Finding the point of intersection between two curves

1. Oct 26, 2008

jheld

1. The problem statement, all variables and given/known data
At what point do the curves r1(t) = <t, 1 - t, 3 + t^2> and r2(s) = <3 - s, s - 2, s^2> intersect? Find their angle of intersection correct to the nearest degree.

2. Relevant equations

3. The attempt at a solution
I set t = 3 -s
1 - t = s - 2
3 + t^2 = s^2

I got s = s and t =t, and I should of course assume so, but I wasn't able to find their exact numerical values.

Then I thought to differentiate both functions and see about that.
1 = -1, they don't equal
-1 = 1, they don't equal
2t = 2s, take out the 2, and t = s, but they don't from the previous two equations.

Also I am not sure how to calculate the angle. I realize I would use some inverse trigonometric function, but I am not sure how to get to that step.

2. Oct 26, 2008

Dick

The first two equations are basically the same, they just tell you t=3-s. Put that into the third equation. So 3+(3-s)^2=s^2. You should be able to solve that for s.

3. Oct 26, 2008

jheld

Okay. I found t = 3 - sqrt(6) and s = sqrt(6)
So, what do I need to do to calculate the angle?

4. Oct 26, 2008

Dick

You'd better show how you found those values, because it's not correct. Once you've found the correct point you find the tangent vectors at that point and use the dot product.

5. Oct 26, 2008

jheld

Well, I understand why it's wrong, because I ended up making an illegal mathematical move changing (3-s)^2 to (9 - s^2), which doesn't work. I can't find the right value for s. all i get is that 12 = 0. (s^2 - s^2).
3 + (3 - s)^2 = s^2.

6. Oct 26, 2008

Dick

(3-s)^2=(3-s)*(3-s)=9-6s+s^2. Multiply it out.

7. Oct 26, 2008

jheld

Okay. I did that, got t = -1, and s = 2.
then I took the derivatives of each function, and then took the dot product and solved for theta.
I got theta = 164.21 degrees.
cos^-1(-10/sqrt(108))

8. Oct 26, 2008

Dick

I get s=2, t=+1. Can you show more steps in your solution if you want us to check it?

9. Nov 18, 2008

donald1403

I also got s = 2 and t = 1. <<< so what is the point of intersection (1,2)??

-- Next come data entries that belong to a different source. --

PR #2074, opened 2025-06-02
Handle low PMTU on macOS

cf-rhett:
On macOS with a quiche client in low MTU situations the incoming packet router should be able to gracefully handle packets marked with fragmentation needed

### DIFF
--- a/tokio-quiche/Cargo.toml
+++ b/tokio-quiche/Cargo.toml
@@ -50,7 +50,6 @@ foundations = { workspace = true, default-features = false, features = [
 futures = { workspace = true }
 futures-util = { workspace = true }
 ipnetwork = { workspace = true }
-libc = { workspace = true }
 log = { workspace = true }
 octets = { workspace = true }
 pin-project = { workspace = true }
@@ -81,4 +80,5 @@ serde_json = { workspace = true }
 tokio = { workspace = true, features = ["time", "test-util"] }
 
 [target.'cfg(target_os = "linux")'.dependencies]
+libc = { workspace = true }
 nix = { workspace = true, features = ["signal"] }
--- a/tokio-quiche/Cargo.toml
+++ b/tokio-quiche/Cargo.toml
@@ -50,6 +50,7 @@ foundations = { workspace = true, default-features = false, features = [
 futures = { workspace = true }
 futures-util = { workspace = true }
 ipnetwork = { workspace = true }
+libc = { workspace = true }
 log = { workspace = true }
 octets = { workspace = true }
 pin-project = { workspace = true }
@@ -80,5 +81,4 @@ serde_json = { workspace = true }
 tokio = { workspace = true, features = ["time", "test-util"] }
 
 [target.'cfg(target_os = "linux")'.dependencies]
-libc = { workspace = true }
 nix = { workspace = true, features = ["signal"] }
--- a/tokio-quiche/src/quic/router/mod.rs
+++ b/tokio-quiche/src/quic/router/mod.rs
@@ -694,7 +694,7 @@ where
 
                 Poll::Ready(Err(e)) => {
                     log::error!("Incoming packet router encountered recvmsg error"; "error" => e);
-                        continue;
+                    continue;
                 },
 
                 Poll::Pending => {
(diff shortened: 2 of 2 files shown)


cf-rhett:
During the process of implementing PMTUD (#2050) we found in low MTU environments on macOS PMTUD cannot complete as the incoming packet router returns early and infinitely restarts PMTUD on each start.

I've limited the change here to be a specific as possible and to otherwise retain the same behavior

tokio-quiche/Cargo.toml
```diff
@@ -50,6 +50,7 @@ foundations = { workspace = true, default-features = false, features = [
 futures = { workspace = true }
 futures-util = { workspace = true }
 ipnetwork = { workspace = true }
+libc = { workspace = true }
```
cf-rhett: I can do some more intense cfg'ing if we don't want to include this for Windows but this allows for the cleanest code (imo)

rushilmehra:
Did you end up determining that this is specific to Mac OS?

LPardue:
I find it suprising, albeit plausible, that an OS would inform an application that there was a datagram larger than the locally configured UDP MTU. I'm more suspicious that this is caused by some bug in the size of buffers we provide to recvmsg causing those buffers to be too small (and therefore something we should deal with). I am happy to be proven wrong though.

This sort of thing would benefit from test cases so that we can gain confidence we understand the root cause, cover OS differences, and can prevent any regressions should something change in the future.

cf-rhett:
Strange that github doesn't allow me to respond in-thread to messages that I don't initiate but anyways.

> I find it surprising, albeit plausible, that an OS would inform an application that there was a datagram larger than the locally configured UDP MTU. 

Specifically this only occurs if its not the locally configured MTU. If I set the MTU on the machine itself, macOS seems to handle this but if I have a router upstream with a lower MTU than I do start to see this.

> I'm more suspicious that this is caused by some bug in the size of buffers we provide to recvmsg causing those buffers to be too small (and therefore something we should deal with). I am happy to be proven wrong though.

I logged the buffers and they seemed to be plenty large enough. I'll get some numbers and report back though.

> This sort of thing would benefit from test cases so that we can gain confidence we understand the root cause, cover OS differences, and can prevent any regressions should something change in the future.

I can add some tests. I wasn't sure yall would take this so wanted to have some discussions before diving in

cf-rhett:
> Did you end up determining that this is specific to Mac OS?

It doesn't occur on Windows but Toks is testing Linux today and I'll come back with an update

LPardue:
Thanks for the clarification. Can you explain more about the case  

> Specifically this only occurs if its not the locally configured MTU. If I set the MTU on the machine itself, macOS seems to handle this but if I have a router upstream with a lower MTU than I do start to see this.

QUIC [requires](https://datatracker.ietf.org/doc/html/rfc9000#section-14-7) that UDP datagrams are not fragmented 

> UDP datagrams MUST NOT be fragmented at the IP layer. In IPv4 [[IPv4](https://datatracker.ietf.org/doc/html/rfc791)], the Don't Fragment (DF) bit MUST be set if possible, to prevent fragmentation on the path.

So I'm not sure what your router is doing and how that relates to the recvmsg call. If DF is properly set, then the router should be dropping it, not passing it through.

cf-rhett:
>So I'm not sure what your router is doing and how that relates to the recvmsg call. If DF is properly set, then the router should be dropping it, not passing it through.

The router is dropping the UDP packet but from my understanding a router that receives a network packet larger than the next hop's MTU with the Don't Fragment (DF) flag bit set in the packet's header should send an ICMP message which indicates the condition Fragmentation Needed (Type 3, Code 4) back to the device.

[wiki-src](https://en.wikipedia.org/wiki/IP_fragmentation#:~:text=drop%20the%20packet%20if%20the%20Don%27t%20Fragment%20%28DF%29%20flag%20bit%20is%20set%20in%20the%20packet%27s%20header%20and%20send%20an%20Internet%20Control%20Message%20Protocol%20%28ICMP%29%20message%20which%20indicates%20the%20condition%20Fragmentation%20Needed%20%28Type%203%2C%20Code%204%29)

So this is more handling this message than QUIC itself although I don't know why this behavior appears to only be on macOS

rushilmehra (approved):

Where do i go from here to get the angle of intersection?

10. Nov 18, 2008

donald1403

r1'(t) = < 1, -1, 2t>

r2'(s) = <-1, 1, 2s>

solving for t and s, I got t = 1 and s =2.

I assume I have to put t and s into r1'(t) and r2'(t)?

so, r1'(t) = < 1, -1, 1> and r2'(s) = < -1, 1, 4>.

I used the dot product to find the angle between two vectors.

cos∅=(<1,-1,1> ∙ <-1,1,4>)/(√(3 ) ∙ √18)

and ∅ =74.2068 degree.

can anyone confirm if it is correct?

11. Nov 18, 2008

Dick

That seems fine to me.

12. Nov 18, 2008

donald1403

thanks

13. Nov 18, 2008

donald1403

sorry. one more question.. i did this problem based on what you said above..

when i use the dot product, i use the derivative r1 and r2. why can't i use just r1 and r2? what would be the different? if i just plug t=1 and s=2 into r1(t) and r2(t), the angle of intersection would be different?

can u explain a lil bit?

14. Nov 18, 2008

Dick

r1(t) and r2(s) are points on the curves. In fact, you found the intersection so r1(1)=r2(2), right? The angle between the two curves at that point is the angle between their tangent vectors, isn't it? "Tangent vector" = "derivative".

15. Nov 18, 2008

donald1403

so how do i write the point of intersection. can i write that in (x,y) form like (1,2) or (2,1) or I just write down that the two curves intersect when t =1 and s =2?

16. Nov 18, 2008

Dick

Now you are confusing me. r1(1)=(1,0,4), r2(2)=(1,0,4). THAT'S the point of intersection. They are three dimensional vectors, aren't they? Just put t=1 and s=2 into the original formulas. 1 and 2 are just the values of the t and s parameters. They aren't components of points on the curves. What are you thinking??

17. Nov 18, 2008

donald1403

arrr.. sorry to confuse you.. i got it... i guess i m jz going crazy with the test tomorrow.. anyway thanks again for your help...

18. Feb 8, 2010

geno921

I believe your angle is wrong. Check the derivate of r1'(1)= <1,-1,2t>, thus giving a vector of <1,-1,2> not <1,-1,1>. The angle comes out to pi/6.